En ces temps-là, les Français venaient faire la guerre aux Bretons dans leur pays. Le duc de Bretagne avait appelé tous ses hommes afin de repousser les ennemis du Gâvre. Arrivés là, les gens leur dirent que de l'autre côté du bois, on voyait des soldats et que la campagne en était toute remplie
Comme la nuit était proche, le duc résolut de coucher au pied d'un gros chêne, à l'endroit qui passe pour être l'exact milieu de la forêt. L'un des compagnons du duc lui dit qu'il avait entendu autrefois parler de ce chêne: on racontait en effet que tous ceux qui passaient la nuit au pied de cet arbre comprenaient le langage d'un oiseau qui chantait sur les branches. Et cet oiseau prédisait l'avenir.
Le duc ne voulut pas croire ce que disait son compagnon. Quand on eut arrangé un bon lit de fougères, avec des branchages par-dessus, à cause de la neige qui tombait, le duc se coucha et, comme il était très fatigué, il s'endormit aussitôt.
Or il venait à peine de sombrer dans le someil qu'un gros corbeau vint se percher sur l'arbre et se mit à croasse. Le duc l'entendait dans son sommeil, et le corbeau disait:
"Conquereu,conquereu,conquereu!"
Et cela dura comme ça toute la nuit.
Au petit jour, alors que le soleil essayait de percer le brouillard, un page, que l'oiseau ennuyait, lui tira une flèche de façon si adroite que le corbeau fut touché et tomba au pied de l'arbre. Son sang fit une grande tache rouge sur la neige blanche.
Le duc se leva avec ses hommes. Comme il n'était pas encore bien réveillé, il répétait:
"Conquereu,conquereu,conquereu!"
Et il disait cela éxactement comme le corbeau.

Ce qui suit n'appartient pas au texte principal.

PR #1476, opened 2017-05-23
Add support for partition pruning for in-clauses.

rven1:
This will enable pruning of partitioned segments for which there are no values in the in-clause
satisfying the partitioning function for the segment.

### DIFF
--- a/pinot-core/src/main/java/com/linkedin/pinot/core/query/pruner/PartitionSegmentPruner.java
+++ b/pinot-core/src/main/java/com/linkedin/pinot/core/query/pruner/PartitionSegmentPruner.java
@@ -16,12 +16,15 @@
 package com.linkedin.pinot.core.query.pruner;
 
 import com.linkedin.pinot.common.query.ServerQueryRequest;
+import com.google.common.base.Splitter;
 import com.linkedin.pinot.common.request.FilterOperator;
 import com.linkedin.pinot.common.utils.request.FilterQueryTree;
+import com.linkedin.pinot.core.common.predicate.RangePredicate;
 import com.linkedin.pinot.core.data.partition.PartitionFunction;
 import com.linkedin.pinot.core.indexsegment.IndexSegment;
 import com.linkedin.pinot.core.segment.index.ColumnMetadata;
 import com.linkedin.pinot.core.segment.index.SegmentMetadataImpl;
+import java.util.ArrayList;
 import java.util.List;
 import java.util.Map;
 import org.apache.commons.configuration.Configuration;
@@ -32,6 +35,7 @@ import org.apache.commons.lang.math.IntRange;
  * Implementation of {@link SegmentPruner} that uses partition information to perform pruning.
  */
 public class PartitionSegmentPruner extends AbstractSegmentPruner {
+  public static final String IN_CLAUSE_DELIMITER = "\t\t";
   @Override
   public void init(Configuration config) {
 
@@ -82,8 +86,9 @@ public class PartitionSegmentPruner extends AbstractSegmentPruner {
       return pruneNonLeaf(filterQueryTree, columnMetadataMap);
     }
 
+    FilterOperator operator = filterQueryTree.getOperator();
     // TODO: Enhance partition based pruning for RANGE operator.
-    if (filterQueryTree.getOperator() != FilterOperator.EQUALITY) {
+    if ((operator != FilterOperator.EQUALITY) && (operator != FilterOperator.IN)) {
       return false;
     }
 
@@ -99,8 +104,35 @@ public class PartitionSegmentPruner extends AbstractSegmentPruner {
       return false;
     }
 
-    Comparable value = getValue(filterQueryTree.getValue().get(0), metadata.getDataType());
     PartitionFunction partitionFunction = metadata.getPartitionFunction();
+
+    switch (operator) {
+      case EQUALITY:
+        return pruneEquality(filterQueryTree, metadata, partitionRanges, partitionFunction);
+      case IN:
+        return pruneIn(filterQueryTree, metadata, partitionRanges, partitionFunction);
+      default:
+        return false;
+    }
+  }
+
+  private boolean pruneIn(FilterQueryTree filterQueryTree, ColumnMetadata metadata, List<IntRange> partitionRanges,
+      PartitionFunction partitionFunction) {
+
+    for (String value : filterQueryTree.getValue().get(0).split(RangePredicate.DELIMITER)) {
+      int partition = partitionFunction.getPartition(getValue(value, metadata.getDataType()));
+      for (IntRange partitionRange : partitionRanges) {
+        if (partitionRange.containsInteger(partition)) {
+          return false;
+        }
+      }
+    }
+    return true;
+  }
+
+  private boolean pruneEquality(FilterQueryTree filterQueryTree, ColumnMetadata metadata,
+      List<IntRange> partitionRanges, PartitionFunction partitionFunction) {
+    Comparable value = getValue(filterQueryTree.getValue().get(0), metadata.getDataType());
     int partition = partitionFunction.getPartition(value);
 
     for (IntRange partitionRange : partitionRanges) {
--- a/pinot-core/src/test/java/com/linkedin/pinot/core/segment/index/creator/SegmentPartitionTest.java
+++ b/pinot-core/src/test/java/com/linkedin/pinot/core/segment/index/creator/SegmentPartitionTest.java
@@ -125,48 +125,62 @@ public class SegmentPartitionTest {
   /**
    * Unit test for {@link PartitionSegmentPruner}.
    * <ul>
-   *   <li> Generates queries with equality predicate on partitioned column with random values. </li>
+   *   <li> Generates queries with given predicate on partitioned column with random values. </li>
+   *   <li> Predicate can be equality or an in clause. </li>
    *   <li> Ensures that column values that are in partition range ([0 5]) do not prune the segment,
    *        whereas other values do. </li>
    *   <li> Ensures that predicates on non-partitioned columns do not prune the segment. </li>
    * </ul>
    */
   @Test
-  public void testPruner() {
+  public void testPruners() {
+    testPruner(FilterOperator.EQUALITY, 1);
+    testPruner(FilterOperator.IN, 2);
+  }
+
+  public void testPruner(FilterOperator operator, int arguments) {
     Pql2Compiler compiler = new Pql2Compiler();
     PartitionSegmentPruner pruner = new PartitionSegmentPruner();
 
+    int[] columnValues = new int[arguments];
     Random random = new Random(System.nanoTime());
     for (int i = 0; i < 1000; i++) {
-      int columnValue = Math.abs(random.nextInt());
+      for (int j =0 ; j < arguments; j++) {
+        columnValues[j] =  Math.abs(random.nextInt());
+      }
 
       // Test for partitioned column.
-      String query = buildQuery(TABLE_NAME, PARTITIONED_COLUMN_NAME, columnValue);
+      String query = buildQuery(TABLE_NAME, PARTITIONED_COLUMN_NAME, columnValues, operator);
       BrokerRequest brokerRequest = compiler.compileToBrokerRequest(query);
       FilterQueryTree filterQueryTree = RequestUtils.generateFilterQueryTree(brokerRequest);
-
-      Assert.assertEquals(pruner.prune(_segment, filterQueryTree), (columnValue % NUM_PARTITIONS > MAX_PARTITION_VALUE),
-          "Failed for column value: " + columnValue);
+      boolean condition = true;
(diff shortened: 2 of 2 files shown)


pinot-core/src/main/java/com/linkedin/pinot/core/query/pruner/PartitionSegmentPruner.java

Or, entendant le duc répéter toujours la même chose et voyant le sang sur la neige, les soldats crurent de bonne foi qu'il était blessé et qu'il les encourageait au combat. Ils prirent leurs armes et sortirent du bois. Ils se précipitèrent vers Conquereuil, qui se trouve au nord de la forêt du Gâvre parce qu'ils croyaient que c'était le nom que prenonçait le duc. Arrivés là, ils trouvèrent les Français qui venaient à peine de se réveiller et qui étaient encore tout gelés par la nuit qu'ils avaient passée en plein air. Les Bretons en profitèrent: ils leur tombèrent dessus d'une ruée si impétueuse et si chaude qu'ils les écrasèrent tout net, et que depuis, ils n'y revinrent plus.
C'est pour cela que le chêne du milieu de la forêt du Gâvre s'appelle encore le Chêne du Duc. On l'a toujours bien protégé, mais à présent les forestiers ont abattu les arbres autour de lui, et il n'en a plus pour bien longtemps.